Rola genu SURF1 w patogenezie zespołu Leigha sprzężonego z deficytem aktywności oksydazy cytochromu c

Leigh syndrome is a progressive mitochondrial disorder of infancy and childhood, with characteristic pathological hallmarks presented as symmetric necrotizing lesions in the brain appearing regardless of diverse molecular background.
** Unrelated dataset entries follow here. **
PR #34577, opened 2026-06-11
fix(skills): coerce string booleans in skill tool inputs so model intent survives

asharma53:
## Why

While investigating why MiniMax M3 produced two app widgets for one app (the first appearing mid-build with an Open App button leading to a blank app), the LLM-inspector logs showed this chain:

1. The model called `app_create` with `auto_open: "false"` — a **string**, not a boolean — intending to build first and open later.
2. The validator rejected it (`auto_open must be a boolean`), and the model "fixed" the error by **dropping the field** on retry.
3. `auto_open` defaults to `true`, so the successful create auto-opened the app while it was still a `<div>Loading</div>` scaffold → blank app widget #1.
4. After writing the real sources and `app_refresh`, the model called `app_open` explicitly → widget #2 with the real content.

The model's intent (`false`) was unambiguous; strict rejection converted it into the opposite behavior.

## What

- `coerceStringBooleans()` in `assistant/src/skills/validate-input.ts`: a pure pre-validation pass that converts `"true"`/`"false"` strings (case-insensitive, trimmed) to real booleans, only for properties the tool schema declares as `type: "boolean"`. String-typed and union-typed properties are untouched; returns the same object reference when nothing coerces.
- The skill tool factory (`skill-tool-factory.ts`) coerces before validating and passes the coerced input to the executor — applies to all skill tools, not just `app_create`.
- Non-coercible strings (e.g. `"yes"`) still fail, now with a self-correcting message: `auto_open must be a boolean — pass true or false as a JSON boolean, not a string`.

## Testing

- 21 new test cases in `validate-input.test.ts` (coercion semantics, purity, passthrough) and `skill-tool-factory.test.ts` (end-to-end: `{ auto_open: "false" }` reaches the executor as `{ auto_open: false }`).
- `bun test` on both files (72 pass) and `bunx tsc --noEmit` clean.

### DIFF
--- a/assistant/src/__tests__/skill-tool-factory.test.ts
+++ b/assistant/src/__tests__/skill-tool-factory.test.ts
@@ -347,6 +347,55 @@ describe("createSkillTool — required/type/enum validation", () => {
     expect(result.content).toContain('mode must be one of "a", "b"');
   });
 
+  test("coerces string booleans before validation and passes the coerced value to the executor", async () => {
+    const hash = computeSkillVersionHash(tempDir);
+    const tool = createSkillTool(
+      makeEntry({
+        executor: "echo.ts",
+        input_schema: {
+          type: "object",
+          properties: {
+            auto_open: { type: "boolean" },
+            name: { type: "string" },
+          },
+        },
+      }),
+      tempDir,
+      hash,
+    );
+
+    const result = await tool.execute(
+      { auto_open: "false", name: "x" },
+      makeContext(),
+    );
+
+    expect(result.isError).toBe(false);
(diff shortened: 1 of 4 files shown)


asharma53:
Reviewer focus: this changes input semantics for **every** skill tool, not just `app_create` — schema-declared boolean properties now accept "true"/"false" strings (coerced) instead of rejecting them. Risk is low (only unambiguous string forms coerce; union types and string-typed properties are untouched), but it's a behavioral change at a shared chokepoint: `skill-tool-factory.ts` + `validate-input.ts`.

Clinical presentation of the disease includes failure to thrive, developmental delay, hypotonia, ocular movement problems, abnormal respiratory rate with episodes of hyperpnoe and apnoe and bulbar dysfunction. Symptoms usually start after a few months of normal development (connected with infection, vaccination or other stress). Affected patients usually die before 5 years of life. One of the most common enzymatic defects in Leigh patients is cytochrome c oxidase deficiency associated with recessive mutations in the SURF1 gene. To date about 60 different SURF1 gene mutations in approximately 90 LS children were described in the literature. Two of them (c.311_312insAT312_321del10 and c.845_846delCT) were recurrent changes found in unrelated patients. The distribution of the various SURF1 mutations in different parts of the world points the high frequency of the c.845_846delCT in Slavonic populations (especially in Poland). From among 38 patients with mutated SURF1 gene only one has not been the carrier of the common deletion. Thus remarkable dominance allows to start the differential diagnosis of LS in each Polish patient from the direct search for c.845_846delCT SURF1 mutation. Elaborated methods of the SURF1 gene molecular analysis allow to verify the clinical recognition of the disease in LS patients in the first unspecific episode, even without diagnostic tests performed in general anaesthesia.